Thoughts: AI data analysis looks for changes. It rarely is used for understanding equilibrium points, only when a system strays from these seemingly arbitrary reference points.
- Architecture in cloud must reach across multiple data centers- flexible and use easly scalable computing resources
- Cloud Native Data Pipelines. Microservices reach down into each data center
- DaaS — “Data as a Stream”
- Build Insert, update, delete, ONLY for the change events in a database
Justin Herz of Warner Bros — yeah, that Warner Bros
“Data science is a religious conversion process” for big, old companies(like WB)
- Data science validation metrics are not enough to cause human adoption of data science in mature companies
- The most accurate data science techniques are the least explainable, a Black Box, especially to old mindsets. The religious conversion process is best aided by visualization
- Malware detects propagation of malware with a geospatial map of threats and remediation as they arise.
- Full corporate slide presentation here
Diego Saenz from Accenture
“Most of the good books on AI architecture have not been written yet”
- AI is not a bolt-on to an existing tech stack. Must be AI-centric, redeveloped.
- What are the data stories like user stories?
- Devops redefined to accommodate the range, flexible outputs of ML
Sari Ladin-Sienne, Chief Data Officer for the City of LA
“You pay for it. It’s your data.”
- Priority: build out an open civic data platform with strong APIs
- Data makes services responsive and equitable,strip away the assumptions and show how/where they are going
- Example: notifications for street sweeping, before you get a ticket
- Full App Suite incl. the “Mayor’s Dashboard” — like a CEO’s analytics
- GEOHub = geospatial, locally tracked civic engagement
- OpenBudget=transparent spending, trying to visualize where tax money flows in a city
- Streetwise= what’s happening as resources are spent in street projects
Alyssa Columbus, NASA ‘Datanaut’
“Data Leads but Story Tells”
- Alyssa acknowledged how the poor presentation of critical numbers did not clearly show the o-ring failure signs in tests leading up to the NASA Challenger disaster in 1986 (failure in 30 degree weather). If they could have seen the failures and anomalies clearly on the diagram report, they never would have allowed launch.
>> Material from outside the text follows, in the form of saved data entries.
PR #23, opened 2023-08-21
Update README.md

dmikey:
missing init, then update will pull ggml


leejet:
In fact, for those who clone the repository using `git clone --recursive https://github.com/leejet/stable-diffusion.cpp`, the `init` doesn't really make sense. However, to prevent any potential mistakes from people not including the `--recursive` parameter, I've decided to merge this PR.

dmikey:
Thanks! That's me! The guy that only follows half the directions :)

PR #38, opened 2023-08-30
flushes after printf

dmikey:
add flushes after `printf` statements, so that stdout will throw events and log in real time. 

if not flushed, stuck in buffer for other processes until this finishes. 

this fixes for example using `sd | tee output.txt`

fixes building UI tools without need for ABI/RPC (formatted logging probably ideal next)

Screenshot 2023-08-29 at 10 25 28 PM


fwsGonzo:
I also had to do this for a strange environment I am working in. I didn't create a PR because I don't know if this is something that everyone wants, but it helped me see how far I got with the memory constraints I have.

PR #50, opened 2023-09-07
Add Euler, Heun and DPM++ (2M) samplers

ursg:
I don't like ancestral samplers, so I implemented the simplest deterministic ones: Euler and Heun sampling, based on their python equivalents from the k-diffusers package.

This also includes code to do the ```--sampling-method``` parameter parsing. And fixes the spelling of Euler. :)

PR #51, opened 2023-09-08
Added option to switch the sigma schedule.

ursg:
In close connection to PR #50, this adds an option to switch to a different sigma schedule in the denoising process.

Concretely, this allows switching to the "Karras" schedule from the Karras et al 2022 paper, equivalent to the samplers marked as "Karras" in the AUTOMATIC1111 WebUI. This choice is in principle orthogonal to the sampler choice and can be given independently.


leejet:
Nice!

PR #56, opened 2023-09-12
Add DPM2 and DPM++(2s) a samplers

ursg:
This adds two more samplers, built by reimplementing the python code from [k_diffusion](https://github.com/crowsonkb/k-diffusion/blob/master/k_diffusion/sampling.py) in C++.

I'm actually not sure why DPM++(2s) a works at all, as [I think it does a negative timestep if the sigma goes to zero](https://github.com/leejet/stable-diffusion.cpp/commit/8f53bb4ee9b685ba4599c7696da7348587a15e79#diff-a8e875e8f7684a2f9e35212d88ee9574001952eb2c049385e73d5e24fd6e2a83R3795-R3797), but [as k_diffusion does the same](https://github.com/crowsonkb/k-diffusion/blob/master/k_diffusion/sampling.py#L525), I just left it as-is.

### DIFF
--- a/README.md
+++ b/README.md
@@ -22,8 +22,10 @@ Inference of [Stable Diffusion](https://github.com/CompVis/stable-diffusion) in 
     - `Euler A`
     - `Euler`
     - `Heun`
+    - `DPM2`
     - `DPM++ 2M`
     - [`DPM++ 2M v2`](https://github.com/AUTOMATIC1111/stable-diffusion-webui/discussions/8457)
+    - `DPM++ 2S a`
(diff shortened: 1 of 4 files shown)


JohnClaw:
Hope that someday you will add DDIM sampler.

ursg:
> Hope that someday you will add DDIM sampler.

I looked at that already, but I have to admit I don't understand it's code. Its implementation looks very different from the k-diffusers ones (and uses different variable names for the same(?) things).

leejet:
Good! Thank you for your contribution.

Issue #26, opened 2023-08-22
Feature request: Exif metadata


h3ndrik:
I think it's a great feature that tools like automatic1111 write all the parameters from inference into the images' metadata. That way you can re-discover old pictures on your harddrive and see what model hash, seed and prompt you used.

The Readme of the stb library mentiones this small lib:
* https://github.com/mayanklahiri/easyexif

(Edit: I think that library is just to read metadata, not write it :disappointed: )

leejet:
In fact, I'm considering adding parameter information to the generated images. However, I haven't found a good method for doing so yet.

Green-Sky:
I think we should be able to "write" the image to memory (using `stb_image_write`) and modify the memory afterwards to insert a `tEXt` chunk (automatic's ui inserts them at the front after `IHDR`)

[wikipedia excerpt](https://en.wikipedia.org/wiki/PNG#Ancillary_chunks):
> `tEXt` can store text that can be represented in [ISO/IEC 8859-1](https://en.wikipedia.org/wiki/ISO/IEC_8859-1), with one [key-value](https://en.wikipedia.org/wiki/Attribute%E2%80%93value_pair) pair for each chunk. The "key" must be between one and 79 characters long. Separator is a null character. The "value" can be any length, including zero up to the maximum permissible chunk size minus the length of the keyword and separator. Neither "key" nor "value" can contain null character. Leading or trailing spaces are also disallowed.

example hex screencap from file generated with automatic's ui:
![image](https://github.com/leejet/stable-diffusion.cpp/assets/2938071/6d551c87-543a-4025-9c10-d32a1c4a58a5)

PR #57, opened 2023-09-13
Write generation parameter exif data into output pngs.

ursg:
This adds prompt, negative prompt (if nonempty), seed, sampler and other generation parameters to the output file as a tEXt PNG block, in the same format as AUTOMATIC1111 webui does.

In order to keep everything free of external library dependencies, I have somewhat dirtily hacked this into the stb_image_write implementation.

Things that might still need discussion here:

- Should this be a command line parameter, or be always-on?
- Would it be better to keep stb_image_write unmodified, use stbi_write_png_to_memory and fudge the tEXt block into that manually in main.cpp?

### DIFF
--- a/README.md
+++ b/README.md
@@ -27,6 +27,7 @@ Inference of [Stable Diffusion](https://github.com/CompVis/stable-diffusion) in 
     - [`DPM++ 2M v2`](https://github.com/AUTOMATIC1111/stable-diffusion-webui/discussions/8457)
     - `DPM++ 2S a`
 - Cross-platform reproducibility (`--rng cuda`, consistent with the `stable-diffusion-webui GPU RNG`)
+- Embedds generation parameters into png output as webui-compatible text string
 - Supported platforms
     - Linux
     - Mac OS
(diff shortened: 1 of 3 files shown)


FSSRepo:
I think it should always be included in the image; it doesn't take up space anyway. Whether you want to read it or not will depend on each person, but as a preventive measure, that information should always be included.

Green-Sky:
> * Would it be better to keep stb_image_write unmodified, use stbi_write_png_to_memory and fudge the tEXt block into that manually in main.cpp?

The best case would be to have support upstream (stb), but that is unlikely, to happen soon, even if you open a perfect pr there now :disappointed: .

I am move of an advocate to keep dependencies clean and work around the limit in the client code, maybe wrap it. I proposed your dirty approach [here](https://github.com/leejet/stable-diffusion.cpp/issues/26#issuecomment-1692115541) too :smile:

> * Should this be a command line parameter, or be always-on?

how about opt-out?

h3ndrik:
Sure. Make that always-on or opt-out. Makes little sense to accommodate just the few people who don't want to share their workflow or keep it a secret they did their homework assignment with ChatGPT ;-)

leejet:
Great!

PR #82, opened 2023-11-19
fix: some tensors are in bf16

Green-Sky:
numpy does not support bf16, so we conservatively upcast to f32.

I encountered some loras with (some?) tensors in bf16.


leejet:
Yes, I forgot to do it for lora, I did it for model weights before.

Green-Sky:
ah right. thanks for correcting :)

Green-Sky:
ah, you seem to down cast it to f16, have you seen any issues with that? I went with the safe route of upcasting to f32, since bf16 is a chopped-off f32.

leejet:
Nothing special, just consistency with the model. I also forget why I switched to an f16 in the first place, it seems like an f32 would be a better choice.

PR #83, opened 2023-11-20
Allow Loras with negative weight, too.

ursg:
There are a couple of loras which serve to adjust certain concepts in both positive and negative directions (like exposure, detail level etc).

The current code rejects them if loaded with a negative weight, but I suggest that this check can simply be dropped.


Green-Sky (approved):
Technically, we could discard == 0.f, but that usually does not happen anyway...

PR #87, opened 2023-11-26
sd : taesd faster decoding implementation

FSSRepo:
Unused


leejet:
> I don't know why the quality degrades a bit, probably because the weights of the convolutions are in f16, there must be a slight drop in quality, or it must be inherent to the decoder model.

Because this is a distilled model and the structure is different, it is normal that there are differences.

PR #89, opened 2023-11-27
StableDiffusion::setup instead of constructor

Jonathhhan:
Just a suggestion, because I am not sure about the drawbacks. For me it is quite handy to have a setup function instead of a constructor. https://forum.openframeworks.cc/t/use-setup-vs-constructor/41106

### DIFF
--- a/common/common.cpp
+++ b/common/common.cpp
@@ -370,7 +370,7 @@ std::string basename(const std::string& path) {
     return path;
 }
 
-const char* get_image_params(SDParams params, int seed) {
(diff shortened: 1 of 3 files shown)


leejet:
For a class with a std::shared_ptr member, it's not advisable to leave the std::shared_ptr uninitialized within the constructor. I prefer to provide a c api instead of modifying the constructor.

Jonathhhan:
Alright, I understand. Thanks.

PR #90, opened 2023-11-27
libstable-diffusion.so relative path

Jonathhhan:
Currently `libstable-diffusion.so` points to the path where libggml.so was created.
Its possible to change that to the relative path with this PR.


Jonathhhan:
It seems to work without if I build `libstable-diffusion` not as a shared lib: `libstable-diffusion.a`

PR #88, opened 2023-11-26
stable-diffusion: TAESD implementation - faster autoencoder

FSSRepo:
Fixes [#36](https://github.com/leejet/stable-diffusion.cpp/issues/36)

This is a quick implementation, so I may have overlooked something. Initially, I thought about implementing it in a separate header, but there were some issues due to dependencies collisions with ggml, and I honestly didn't want to bother solving that. Therefore, I directly added it to the `stable-diffusion.cpp` file.

### Results

| Props | AutoEncoder KL | TinyAutoEncoder |
|--------------|--------------|--------------|
| Test 1  | output_akl |   output_taesd |
| Test 2   | output_kl    | output_tae  |
| Processing Time (CPU Backend) | 24 seconds | 1.8 seconds |
| Params memory | 95 MB | 2 MB |
| Compute memory (512 x 512) | 1664 MB | 416 MB |

How to use it:

Just add `--taesd TAESD_MODEL_PATH` to command line, just works for txt2img for now:

```bash
git clone https://github.com/FSSRepo/stable-diffusion.cpp.git
mkdir build
cd build
cmake ..
cmake --build . --config Release

sd -m model.gguf -p "a lovely cat" --taesd taesd-model.gguf
```

Tasks:

- [x] Implement the unary operation `ggml_tanh` in CUDA, for full offloading support.
- [x] Complete the implementation of the encoder and perform tests.

PR #91, opened 2023-11-27
fix: reading memory of stack allocated object past its scope

Green-Sky:
I was having random crashes and corrupted png files over in #88 .
This pr fixes those


leejet:
Thanks for your feedback, it looks like I missed it in my review.

PR #727, opened 2025-02-15
Add some helpful visual effects

Hypexion:
Adds some visual effects for certain situations:

1. When a platform move is blocked due a heavy object, a bump effect is now applied to all heavy objects on that platform (or raft). Thread: http://forum.caravelgames.com/viewtopic.php?TopicID=46474
2. Bumping door when Halph is in the room now has visual effects. If Halph can't open the door, a cross appears on the bumped tile and Halph. It can be opened, a dotted line appears between Halph and the target orb or plate. The dotted line is also shown when bump a door Halph is already opening. Thread: http://forum.caravelgames.com/viewtopic.php?TopicID=46231
3. If Halph's path becomes blocked, a cross appears on Halph and his target.
4. The new dotted line effect is available for use in scripts.


mrimer (approved):

mrimer:
Thank you!

PR #731, opened 2025-02-19
RPG: Move to 2.0 data files

Hypexion:
Updates all the constants used to determine which files and directories to use to be `2.0` or `2_0`. The `drodrpg1_0.dat` is now `drodrpg2_0.dat`, and has been updated to contain all existing message strings.

Additionally, a few messages missing from the `.uni` have been added, along with a little bit of rearrangement. The messages haven't been removed from `CDbBase` yet, since a fully functional `dat` file for 2.0 isn't publically available.

Furthermore, the suggested change to how explored room state has been made. 1.0 -> 2.0 is a good place to do this, as it would be annoying to migrate existing data files for this change.


drodrpg/DRODLib/CurrentGame.cpp
```diff
@@ -4936,7 +4939,7 @@ void CCurrentGame::AddRoomsPreviouslyExploredByPlayerToMap(
 
 	for (CIDSet::const_iterator it=this->PreviouslyExploredRooms.begin(); it!=this->PreviouslyExploredRooms.end(); ++it)
 	{
-		AddRoomToMap(*it, bMakeRoomsVisible, false);
+		AddRoomToMap(*it, MapState::Preview, false);
```
mrimer, line 4942: How is bMakeRoomsVisible used now?

drodrpg/DRODLib/CurrentGame.cpp
```diff
@@ -383,26 +383,29 @@ void CCurrentGame::AddRoomToMap(
...
 	} else {
 		pExpRoom = new ExploredRoom();
 		this->ExploredRooms.push_back(pExpRoom);
 		pExpRoom->roomID = roomID;
-		pExpRoom->bMapOnly = true;
+		pExpRoom->mapState = mapState;
 		pExpRoom->bSave = bSaveRoom;
 	}
 
 	//Room marked only on the map becomes fully visible (as if explored) if bMarkRoomVisible is set.
```
mrimer, line 406: Update comment

drodrpg/DRODLib/CurrentGame.cpp
Hypexion: It's not used. Since the function is never used without the default arguments, I've removed bMakeRoomsVisible.

mrimer (approved):

mrimer:
Thanks, @Hypexion !

PR #732, opened 2025-02-19
RPG: Fix disabled equipment behaviours still applying

Hypexion:
For master branch to allow a 1.2 version to be released with this fix.

Thread: https://forum.caravelgames.com/viewtopic.php?TopicID=46292


mrimer (approved):
Thanks, @Hypexion!

PR #737, opened 2025-02-22
Fix out of bounds error in BuildUtil::BuildTilesAt

Hypexion:
An oversight with tile numbers meant a bad index could be used for the `TILE_LAYER` array. Some platforms are polite enough to crash instead of allow more worrisome possibilities. This is the root cause of some reported crashes.

Thread 1: https://forum.caravelgames.com/viewtopic.php?TopicID=46270
Thread 2: https://forum.caravelgames.com/viewtopic.php?TopicID=46273


mrimer (approved):
Thanks!

PR #748, opened 2025-03-04
RPG: Fix position of MapState in propTypeStr order

Hypexion:


drodrpg/DRODLib/DbProps.h
```diff
@@ -637,7 +637,7 @@ extern const char propTypeStr[P_Count][26]
 	"IsSecret",
 	"LanguageCode", "LastUpdated", "Left",
 	"LevelID",
-	"LitFuses", "MapOnly", "MapState", "MapMarker",
+	"LitFuses", "MapOnly", "MapMarker", "MapState",
```
mrimer, line 640: Thank you for catching this!
FYI - these strings are intended to be listed in alphabetical/lexicographical order. Should "MapMarker" actually be moved before "MapOnly" everywhere this is relevant?

Hypexion: Chasing down the ordering doesn't seem worth it, except for in `propTypeStr` where being misordered has an effect on functionality.

I've added another commit to fix the order and handled old exports which are troubled.

mrimer (approved):
Thank you!

PR #750, opened 2025-03-08
Add support for building platforms via scripting

Hypexion:
New platforms of both types can now be constructed in rooms, either directly with the Build command, or via build markers. Constructed platforms will merge with existing platform, and this can allow multiple platforms to merge into a single platform.

A minor technical note is that merging platforms can leave behind empty platforms. This isn't entire ideal, but the same thing can happen when building over platforms, so it doesn't appear to have any detrimental effects.


mrimer:
Thanks for the PR, @Hypexion . The code looks good, but I expect this is a change to pre-existing build functionality.

To ensure I'm understanding the change, am I correct in stating that these build options used to not do anything with platforms, and now they will perform here as described? Do we know what risk there is that the new functionality will break existing rooms? What is the anticipated level of impact? How much do we care? etc.

mrimer (approved):

mrimer:
Thanks for clarifying! I'm good with adding the new behavior.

- Data Journalism = Data Storytelling. The only way to create change.
- NLP (Natural Language Processing) to tell stories w/ story-like English flow. AI can generate human storytelling for automated data translation
A Data story, like statistical analysis:
- Outlier exposures
- What’s Trending
- Forecasting the Future
Random big data milestone: Fortnite had 127MM players in one session on its last tournament. It moved 12 terabytes/sec of data across the world.
That’s my roundup. If I heard “data [insert jargon]” or “data is [simple conclusion]” one more time, the buffet lunch would have come up. There are a few sessions that triggered deeper and more intense thoughts on technology intentions, coming soon in their own dedicated post.